PR #14755, opened 2026-08-12
🪝 feat: Execute Agent Plugin Command Hooks

danny-avila:
## Summary

Implements the missing execution boundary for Agent Plugin hooks. The compatibility layer under `packages/api/src/agents/hooks/` (schema, planner, registration, Claude-shaped payload builder) shipped with Agent Plugins (#14704) but deliberately left `PluginHookExecutor` unimplemented, so every plugin's `ai.librechat/hooks/hooks.json` loaded parsed-but-inert with a "not executed" warning. This PR closes that gap for `command` handlers:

══════════

* **What the task asks**
From the entries above, say how many lines contain "Plugin". Only the number is wanted.

* **Exercise response**
2